4,6-heptenoic acid compound as claimed in claim 2 and optically active form thereof is characterized in that, A represents-CHOR 1(R 1Represent the protecting group of hydrogen atom or hydroxyl), B represents-CHOR 2(R 2Represent hydrogen atom or hydroxyl protecting group), R 1And R 2Also can form ring jointly.
5,6-heptenoic acid compound as claimed in claim 2 and optically active form thereof, its feature also is:
L represents C 1-C 9Alkyl, alkylidene group, aralkyl, aryl, the phenoxy group of alkoxyl group or replacement, or be the borane base that can be replaced by halogen atom or the silyl of replacement.
6,6-heptynoic acid compound optically active form as claimed in claim 1 is characterized in that: R pR qR rN is
Figure 931178223_IMG4
(R aThe expression aryl, R bExpression C 1-C 3Alkyl).
7,6-heptynoic acid compound optically active form as claimed in claim 6 is characterized in that R aFor
Figure 931178223_IMG5
(in the formula, R cThe expression hydrogen atom, C 1-C 4Alkyl or halogen atom).
8, a kind of manufacture method of the 6-heptenoic acid compound with formula (2) expression as claimed in claim 2 is characterized in that, to the 6-heptynoic acid compound methylolation of formula (1) expression of claim 1.
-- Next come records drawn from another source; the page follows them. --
PR #8435, opened 2024-09-12
feat(sdk/elixir): apply `+ignore` to sdkSourceDir

wingyplus:
Make Elixir SDK consistent with PHP (in #8369), the include patterns is now moved to `+ignore` directive.


gerhard:
👋 @wingyplus 

We know that the job cancellations have been super disruptive. We are planning on changing all jobs to use on-demand instances, so that they don't get cancelled. @jedevc is looking into it.

helderco (approved):

Issue #7832, opened 2024-07-05
✨ Apply ignore patterns from Directory argument in `dagger call`


helderco:
With https://github.com/dagger/dagger/pull/7744 we can define ignore patterns to apply when loading a default directory from the context. See:
- https://github.com/dagger/dagger/issues/7647

However, if you specify a directory explicitly with `dagger call`, those patterns won’t be applied. Module authors need to continue setting views and tell end users to specify it next to the path.

**If there are ignore patterns for a Directory type**, the CLI can use them. If a view is passed, use it. But if not, use the ignore patterns from the argument.

I’m assuming that when a module author specifies ignore patterns in a directory argument it’s always desirable to apply those patterns to any directory. An example of that is a function that lints Python code. There’s only very specific file extensions that you’d want to filter here, as any others would unnecessarily invalidate the cache or upload more than it needs to.

If not, there’s the *views* escape hatch, however I’m not sure if views should continue to exist since they were created as a stopgap to enable filtering local directories, provided as input to the CLI. If we do remove views, then we need to think a bit more if there’s a need for an escape hatch or not.

jedevc:
Can we split out a separate issue for passing directories from a module to another module? Just so we have a place to track this?

PR #8436, opened 2024-09-12
feat: apply ignore metadata on directory flags from the CLI

TomChv:
Closes https://github.com/dagger/dagger/issues/7832

Update `ModuleFunction.setCallInputs` to apply ignore patterns on `Directory` that have `ignore` as metadatas.
Update `ResolveDirectoryFromCaller` arguments to supports optional ignore argument.
Update CLI `Directory` handling to also apply ignore on Directory if `ignore` is set.

~~Still need to add tests, I only manually tested now~~: Test added

Example with Typescript:

```ts
import { Directory, object, func, argument } from "@dagger.io/dagger"

@object()
class Test {
  @func()
  ignoreDir(
    @argument({ ignore: ["**", "!src/"]})
    dir: Directory
  ): Directory {
    return dir
  }
}
```

```
$ dagger call ignore-dir --dir .

_type: Directory
digest: sha256:c19b982b8d2eaab4a9fae8b20da1e906b77f8d3579a6506ea2f597afc0a17f30
entries:
    - src
```

### DIFF
--- a/.changes/unreleased/Added-20240920-122701.yaml
+++ b/.changes/unreleased/Added-20240920-122701.yaml
@@ -1,8 +1,11 @@
 kind: Added
 body: |-
-  Apply `ignore` function parameter metadata on any Directory passed from the CLI.
+  Apply `ignore` function parameter metadata on Directory passed from the CLI.
 
-  This extends the usage of `ignore` to not only dir loaded with `defaultPath` but any directory passed as function's param.
+  This extends the usage of `ignore` to not only dir loaded with `defaultPath` but directory passed as function's param
+  from the CLI.
+
+  Note: ignore patterns are not applied for module to module calls.
 time: 2024-09-20T12:27:01.295001+02:00
 custom:
   Author: TomChv
--- a/.changes/unreleased/Added-20240920-122701.yaml
+++ b/.changes/unreleased/Added-20240920-122701.yaml
@@ -1,0 +1,9 @@
+kind: Added
+body: |-
+  Apply `ignore` function parameter metadata on any Directory passed from the CLI.
+
+  This extends the usage of `ignore` to not only dir loaded with `defaultPath` but any directory passed as function's param.
+time: 2024-09-20T12:27:01.295001+02:00
+custom:
+  Author: TomChv
+  PR: "8436"
--- a/core/modfunc.go
+++ b/core/modfunc.go
@@ -137,14 +137,6 @@ func (fn *ModuleFunction) setCallInputs(ctx context.Context, opts *CallOpts) ([]
 			return nil, fmt.Errorf("failed to convert arg %q: %w", input.Name, err)
 		}
 
-		// Disable for now until we figure out how to not "double-ignore" arguments from CLI
-		// if len(arg.metadata.Ignore) > 0 {
-		// 	converted, err = fn.applyIgnoreOnDir(ctx, opts.Server, arg.metadata, converted)
-		// 	if err != nil {
-		// 		return nil, fmt.Errorf("failed to apply ignore pattern on arg %q: %w", input.Name, err)
-		// 	}
-		// }
-
 		encoded, err := json.Marshal(converted)
 		if err != nil {
 			return nil, fmt.Errorf("failed to marshal arg %q: %w", input.Name, err)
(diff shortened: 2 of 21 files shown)


TomChv:
I still need to write tests for them, will do tomorrow!

TomChv:
Test added, however the CI look super bad, I'm trying to make it green

TomChv:
After fixing my issue with type handling, I'm seeing such a weird error on that PR:

All the `sdk check` steps are failing for the same reason:

```
error: No `pyproject.toml` found in current directory or any parent directory
```

-> `check --targets=sdk/elixir`: https://dagger.cloud/dagger/traces/80fbfe075e520d2284f01154b0787ce9
-> `check --targets=sdk/typescript`: https://dagger.cloud/dagger/traces/cab80ff071727e3005615ddf2bbe86b9
-> `check --targets=sdk/python`: https://dagger.cloud/dagger/traces/4907620f08913488f055d319944446af

And basically all the SDK check related job.

@helderco do you have any idea why I would get such error?

I also can see all the tests python failing in `TestModules`: https://dagger.cloud/dagger/traces/8cfb5ad4249ebe191b9f84010cc73fd3

helderco:
I don't think it's `sdk check` particularly. Should happen on just `dagger functions`. It's because `/.dagger` depends on `/sdk/python/dev` and there must be an issue loading that module's files.

helderco:
The PR title isn't accurate. This is only adding support for applying ignore on directory arguments provided via CLI.

core/modfunc.go
```diff
@@ -137,6 +137,13 @@ func (fn *ModuleFunction) setCallInputs(ctx context.Context, opts *CallOpts) ([]
 			return nil, fmt.Errorf("failed to convert arg %q: %w", input.Name, err)
 		}
 
+		if len(arg.metadata.Ignore) > 0 {
+			converted, err = fn.applyIgnoreOnDir(ctx, opts.Server, arg.metadata, converted)
+			if err != nil {
+				return nil, fmt.Errorf("failed to apply ignore pattern on arg %q: %w", input.Name, err)
+			}
+		}
```
helderco, line 145: For a directory provided via CLI, and uploaded via `bk.LocalImport`, this will filter the resulting directory another time, but with this, right?
```graphql
{
    directory { 
        withDirectory(path: "/", directory: "<ID>", exclude: ["<same ignore pattterns>"]) 
    }
}
```

I'd rather find a fix so it doesn't filter twice, before enabling this for all directories. Simply having support for the CLI is enough to deprecate _views_.

This is what's causing the issue with `sdk/python/dev` by the way.

core/schema/modulesource.go
```diff
@@ -1265,6 +1266,10 @@ func (s *moduleSchema) moduleSourceResolveDirectoryFromCaller(
 		}
 	}
 
+	if len(args.Ignore) > 0 {
+		excludes = append(excludes, args.Ignore...)
+	}
+
```
helderco, line 1272: I don't think this is a good idea. When specifying a view:
```
dagger call --source=.:default source
```
This code is adding the patterns from the view, with different semantics from `// +ignore` because of the split into exclude/include based on `!`, and adding the `// +ignore` patterns on top.

I think it's less surprising if you apply one or the other. Basically let a view override the patterns from code, instead of acting as a default.

core/modfunc.go
TomChv: > For a directory provided via CLI, and uploaded via bk.LocalImport, this will filter the resulting directory another time, but with this, right?

You're right, so you suggest that for now, we only applied //+ignore when the module is called from the CLI?

core/schema/modulesource.go
TomChv: > This code is adding the patterns from the view, with different semantics from // +ignore because of the split into exclude/include based on !, and adding the // +ignore patterns on top.

And also because orders matter, it might totally break the expect result.

TomChv:
I'm trying your suggestion, see if it fixes my issues

core/modfunc.go
helderco: Yes.

core/schema/modulesource.go
helderco: Exactly.

core/modfunc.go
TomChv: Looks like it fixed the issue! I'm trying to get the CI green and then we can do the ignore process in a follow up

core/modfunc.go
```diff
@@ -137,6 +137,14 @@ func (fn *ModuleFunction) setCallInputs(ctx context.Context, opts *CallOpts) ([]
 			return nil, fmt.Errorf("failed to convert arg %q: %w", input.Name, err)
 		}
 
+		// Disable for now until we figure out how to not "double-ignore" arguments from CLI
+		// if len(arg.metadata.Ignore) > 0 {
+		// 	converted, err = fn.applyIgnoreOnDir(ctx, opts.Server, arg.metadata, converted)
+		// 	if err != nil {
+		// 		return nil, fmt.Errorf("failed to apply ignore pattern on arg %q: %w", input.Name, err)
+		// 	}
+		// }
```
jedevc, line 146: Why are we disabling this?

What's the issue with the double-ignore? My expectation is that this would work right? It's just that we would not actually end-up excluding things, so it's slightly worse performance, but it would still do the expected thing right?

If it's just that, we should enable it, leave a note, and come back and optimize later by fixing the "double-ignore" issue.

core/modfunc.go
```diff
@@ -435,6 +443,73 @@ func (fn *ModuleFunction) linkDependencyBlobs(ctx context.Context, cacheResult *
 	return nil
 }
 
+// func (fn *ModuleFunction) applyIgnoreOnDir(ctx context.Context, dag *dagql.Server, arg *FunctionArg, value any) (any, error) {
```
jedevc, line 446: We should avoid committing commented code - it simply ends up getting out of date with the rest of the code.

core/modfunc.go
TomChv: Because of this: https://github.com/dagger/dagger/pull/8436#discussion_r1763662136, but I think I'll just remove that part of the code since I talked with Helder and he said it wasn't very important to support ignore in module to module

core/modfunc.go
TomChv: Yeah, I'll remove it

TomChv: I removed the commented code in [d974dcb](https://github.com/dagger/dagger/pull/8436/commits/d974dcbd73cbb7d23e947bc087577d451a75216e)

core/modfunc.go
TomChv: Removed in [d974dcb](https://github.com/dagger/dagger/pull/8436/commits/d974dcbd73cbb7d23e947bc087577d451a75216e), supporting ignore from module to module will be done in a follow up later.

core/modfunc.go
jedevc: Hm, I disagree here - I think the filtering twice is frustrating from a performance point of view, but I'd rather that than have entirely different behavior when invoking from the CLI vs from another module.

Is your concern just performance @helderco? Or is there a correctness concern here as well?

---

As a suggestion, the way to track this would be add a field to `Directory`s that indicate which `ignore` patterns were used during `resolveDirectoryFromCaller`. Then we just check if those were equal to the patterns specified here, and if they are, we can skip the `applyIgnoreOnDir`.

This should be pretty simple, it just needs to be plumbed through?

.changes/unreleased/Added-20240920-122701.yaml
```diff
@@ -0,0 +1,9 @@
+kind: Added
+body: |-
+  Apply `ignore` function parameter metadata on any Directory passed from the CLI.
+
+  This extends the usage of `ignore` to not only dir loaded with `defaultPath` but any directory passed as function's param.
```
jedevc, line 5: See https://github.com/dagger/dagger/pull/8436#discussion_r1768373644 - I think we should ship both of these together, it's a weird functionality gap to only do one of them (especially given it doesn't seem tricky to do them at the same time?)

But if we decide to ship them separately, then this sentence should be rephrased for clarity - it's not *any* directory passed as a function param, it's *only* for directories passed on the CLI.

TomChv: > (especially given it doesn't seem tricky to do them at the same time?)

Yes the function I did was quite simple but it broke all the tests for a weird reason where python had missing file, Helder suggested to disable the double ignore and it fixed the issue.

I'll update the release note

TomChv:
The lint error doesn't seem related to my changes, I'm trying locally to see if I can repro

https://dagger.cloud/dagger/traces/d36cdff1f83c06434901bb028379210b?span=341b0c4c8564184f#341b0c4c8564184f

core/modfunc.go
helderco: > Why are we disabling this?

The implementation didn't seem to correctly handle the ignore patterns in `/sdk/python/dev` when used as a dependency in `/.dagger` (missing `pyproject.toml` for example). I suggested releasing the CLI use case first, depending on how long it would take to do this properly for all directories, since users are reporting slowness there.

jedevc (approved):
SGTM, won't block on a full module implementation - but we should follow-up with the asap.

TomChv:
Screenshot 2024-09-23 at 18 28 45
Lint is good locally, so guess it was a flack, gonna run the CI until it's green so I can merge that one

Issue #8421, opened 2024-09-11
✨ Enable ability for Dagger functions to return an error and a response


marcosnils:
### What are you trying to do?

# Problem

Dagger functions can currently return an error OR any other value but they can't do both at the same time. This makes it impossible to implement pipelines steps that may fail (and ultimately should fail the pipeline), but always yields some report. Typical example: test or lint results.

ref: https://discord.com/channels/707636530424053791/1275216033862647890

### Why is this important to you?

Similarly to how other CI pipeline steps currently work today, it should be possible to achieve the same behavior in Dagger as doing: `./my_command 2>my_output_report`  to get the execution status as well as any artifacts that might be generated.

### How are you currently working around this?

The only way to go around this limitation is by actually fiddling with the pipeline code and perform this in two `dagger calls`. One to fetch whatever artifact we need from our pipeline, and the second to actually make the execution fail.

vito:
Half baked thought: we actually don't even have a nice way for functions to return errors at the moment.

If you return an error in the Go SDK that just bubbles up into a `fmt.Println(os.Stderr, err.Error())` and `os.Exit(1)` in the runtime entrypoint. which just turns into an ugly error message in the trace, even if you returned a nicely formatted message.

If we changed that to something like `function.ReturnError(…)` similar to how we register function return values, that might be a building block here.

vito:
A bikeshedding opportunity emerges:

* https://github.com/dagger/dagger/pull/8442#issuecomment-2353402147

MVP API:

```graphql
type Query {
  # Construct an Error value to be returned by a function.
  error(message: String!): Error!
}

type Error {
  id: ErrorID!
  # A brief description of the error.
  message: String!
}

type FunctionCall {
  # Return an error from the function.
  returnError(error: ErrorID!): Void
}
```

Quoting for convenience:

> Broader question: can we envision building on this to satisfy the "error reports" use case? For example, by supporting multiple errors, or hierarchical errors, or other extensions to the `Error` type? Or, do we think this is fundamentally off-base and we actually need to support 'arbitrary type + error' returns?
> 
> Putting my cards on the table: sticking with "return a value OR an error" seems familiar and conventional to me, so it'd be pretty convenient if every use case that motivated #8421 (lints, tests, ???) neatly fit into a rich `Error` API. But, that's just my current thinking - I see this more like the start of a beautiful bikeshed. 😄
> 
[...]

PR #7833, opened 2024-07-05
tui/go sdk: clean up redundant error wrapping

vito:
fixes #7007

* remove a couple of not really helpful error wrapping spots (`invoke:`, `response from query:`)
* specifically for modules, stop printing ExecErrors and GraphQL errors,  so that we don't have redundant output with the trace visualization
  * cc @helderco @TomChv - we should make sure the equivalent is done by Python and TypeScript SDKs too. Basically, the module entrypoint should just skip logging things that look like "typical" errors (exec error or GraphQL API error). Not sure what they currently do.
* hoist error logs up to the top level and print them beneath the progress tree on the final render

PR #8442, opened 2024-09-13
Better errors, cached states, pending states, duration accounting, fewer spans

vito:
This PR is a revamp of a bunch of status-related things. I'll give each one its own section.

## New Telemetry test suite

First off - everything in this PR (I think) is now covered by a nice high-level test suite that will show us when there are regressions in the TUI. There are about a million moving parts involved with getting it to look right, so I'm super happy to finally have a safety net for all that.

**Reviewer advice:** there's a lot of change piled together here and it's all pretty inter-dependent. Would personally recommend mostly relying on the test coverage / golden output examples here and otherwise trying out the CLI by hand, though I certainly wouldn't mind reviewing the code too!

The tests work via an additional TUI progress format, `report`, which tells it to just print the final TUI render. We then apply a million regexes to stabilize the output for future comparison (so things like `1.3s` become `X.Xs`).

To update the expected test output, run:

```sh
dagger call test telemetry --update -o .
```

## General TUI polish

* Calls will now be rendered as chained pipelines when possible, with gaps in between for legibility.
* Indent guides are now displayed.

(No Before/After since it's visible in all subsequent screenshots.)

## Better errors

Functions can now return nice error messages, instead of just printing to stderr and exiting. No more `process /runtime did not complete successfully: exit status 2`. Instead we show the actual error returned by the function.

* @helderco and @TomChv - the Python and TypeScript SDKs will need to be updated for this - you just need to call `ReturnError` with an `Error` value containing the desired message. Until that's done they'll just keep the same behavior as today.
* More info: https://github.com/dagger/dagger/pull/8442#issuecomment-2353402147

Also, the TUI (and upcoming web UI) will now bubble up error logs to the top-level so you don't need to deep-dive anymore. I decided to _only_ bubble up spans that have logs, since it seems to have exceptionally good signal:noise. This is compared to bubbling up all errors, which the web UI currently does, and often just leads to a sea of red without any idea of what to click on.

Before:

[asciicast](https://asciinema.org/a/HhmNYQ3YI8LhV5Ga0PHV3TXHW)

After:

[asciicast](https://asciinema.org/a/2gdGjfqWFcGvlMJXsz5R86b5f)

## Cached state

The `CACHED` state is back! Thanks to @jedevc for getting started on this in #8016. 🙏 

This involved quite a few tricks:

* Translating `load cache:` spans to a plain span with `dagger.io/dag.cached: true`.
* Keeping track of all Buildkit ops that we have seen so we can deeply inspect them in the telemetry pipeline.
* Using that info, for any completed Buildkit span, emit an additional attribute containing all deep vertex digests that were an input to the span.
* When we see a cache hit for vertex A, we also infer that input vertices B, C, and D were cached.

The last part is important because Buildkit doesn't emit a span for each and every vertex involved - only as far as it needs to look. But the UI still needs to know the fate of vertices B, C, and D, so we have other spans "vouch" for them.

Before:

[asciicast](https://asciinema.org/a/qzjc2hhnwMcU9DuGZKS5g10yX)

After:

[asciicast](https://asciinema.org/a/UUK0Mv5gOnPJiIZbuS5pzjb8Z)

## Pending state

We now pay closer attention to which 'effects' a span like `Container.withExec` claims it installed, and will mark the span "pending" (empty circle) until all of its effects have completed.

This also builds on the work needed to implement `CACHED` state (the "vouching" bit).

Before:

[asciicast](https://asciinema.org/a/ajXMRYdSGkRZu0FUn2xZMq5fT)

After:

[asciicast](https://asciinema.org/a/SzFV8sHiJqNHvM9sc5Kup0gFC)

## More accurate duration accounting (via span links)

Previously `withExec` would just say "I installed effect A" and then the Buildkit span (`exec foo`) would arrive saying "I am effect A" - but this broke down in some cases where it was possible for an effect to run multiple times (e.g. our integration tests). Now each Buildkit span directly [links](https://opentelemetry.io/docs/concepts/signals/traces/#span-links) to its specific installer span, so we don't have to guess.

## Fewer spans

* Most Buildkit spans are now treated as an implementation detail of the span that they link to. They contribute to the linked span's status and duration, and just hide out of view by setting `dagger.io/ui.passthrough`.
* The `sync` span is now treated as if it's `dagger.io/ui.passthrough` in the UI - it's never interesting on its own. (Similar to `id` calls.)

Exceptions to this rule:

* `resolving docker.io/library/alpine:latest` - this is a synchronous action that is useful to show
* Dockerfile spans (`[1/5] FROM alpine`, etc.) - these spans have a "one-to-many" relationship to the install site (`Container.build`) and are obviously valuable to show

## More accurate failure propagation

Even though we have span links now, there are still scenarios where we want to use effect IDs to determine a span's status in the TUI.

Consider this example:

```go
func (b *Bass) Integration() *dagger.Container
```

This function returns a `*dagger.Container`, and if that container fails to run, we actually want to treat `Integration()` as if it failed - even though it "successfully" returned the failed container, that's not very meaningful.

So, now in addition to span links we'll bubble up errors to any sites that installed a failed effect. As part of this, spans only report _newly installed_ effects by comparing to effects installed by the parent.

Before:

[asciicast](https://asciinema.org/a/0SjSbM47ihcQ17djhkLNohMHB)

After:

[asciicast](https://asciinema.org/a/bcwI6pCRmMgTOPT8kw5fH2R21)

## Service logs

Service logs are now always directed to the `asService` span, instead of a separate `start ...` span.

In the current model this is the only thing that really makes sense. You might think it makes sense to send logs to the service's `withExec`, but the issue is there's not always a `withExec`.

As an implementation detail, there is still a separate `exec ...` span, but it links to the `asService` span and correlates to the `withExec` span.

## Canceled state (...kind of)

Sorry, don't get too excited. I added a freebie here - the API will detect a canceled request and mark the request span canceled - but in practice there's more work to be done to reflect this in some scenarios. For example, canceling a `sync` won't propagate the canceled state to the things it runs, and since the `sync` call itself is hidden, you don't actually see a canceled state anywhere.

## Shorter exec errors for modules

Exec errors in modules no longer collect and return their stdout/stderr. With the TUI and Cloud UI these giant error messages are noisy and redundant. They are kept for the non-module code path (`dagger session`) because it's still a reasonable thing to do when you can't make as many assumptions about the UI.


vito:
@shykes @marcosnils I implemented a minimal API for error returns from functions. It was either that or keep doing janky workarounds so I figured I'd take a swing at it - which I was originally going to do in https://github.com/dagger/dagger/pull/7833 before getting stuck on other things.

The basic idea is to have functions return a proper `Error` type as opposed to just a string. By using a proper type we can support interesting things like adding stack traces, file/line information, maybe even a `Directory` containing screenshots, etc.

```graphql
type Query {
  # Construct an Error value to be returned by a function.
  error(message: String!): Error!
}

type Error {
  id: ErrorID!
  # A brief description of the error.
  message: String!
}

type FunctionCall {
  # Return an error from the function.
  returnError(error: ErrorID!): Void
}
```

9, a kind of manufacture method of the 6-heptynoic acid compound with formula (4) expression,
Figure 931178223_IMG6
(in the formula, R 4Ditto described.Z represents
Figure 931178223_IMG7
(A represents-CO-or-CHOR 1(R 1Represent the protecting group of hydrogen atom or hydroxyl), B represents-CO-or-CHOR 2(R 2Represent the protecting group of hydrogen atom or hydroxyl again), R 1And R 2Also can form ring jointly;
R 3The expression hydrogen atom, C 1-C 8Alkyl, aralkyl, aryl or silyl)); It is characterized in that:
When having the transition-metal catalyst of palladium, nickel or platinic compound, make the 6-heptynoic acid compound of formula (1) expression and the compound condensation of following formula (3) expression,
(in the formula, R 4Expression has the Sp that directly links with X 2The carbocyclic ring fatty group of carbon atom, the aromatic ring carbon base, the heteroaromatic base, annelated heterocycles aromatic series base, chain or ring-type unsaturated aliphatic base, X is halogen atom or OR 5(OR 5Expression hydroxyl elimination of group)).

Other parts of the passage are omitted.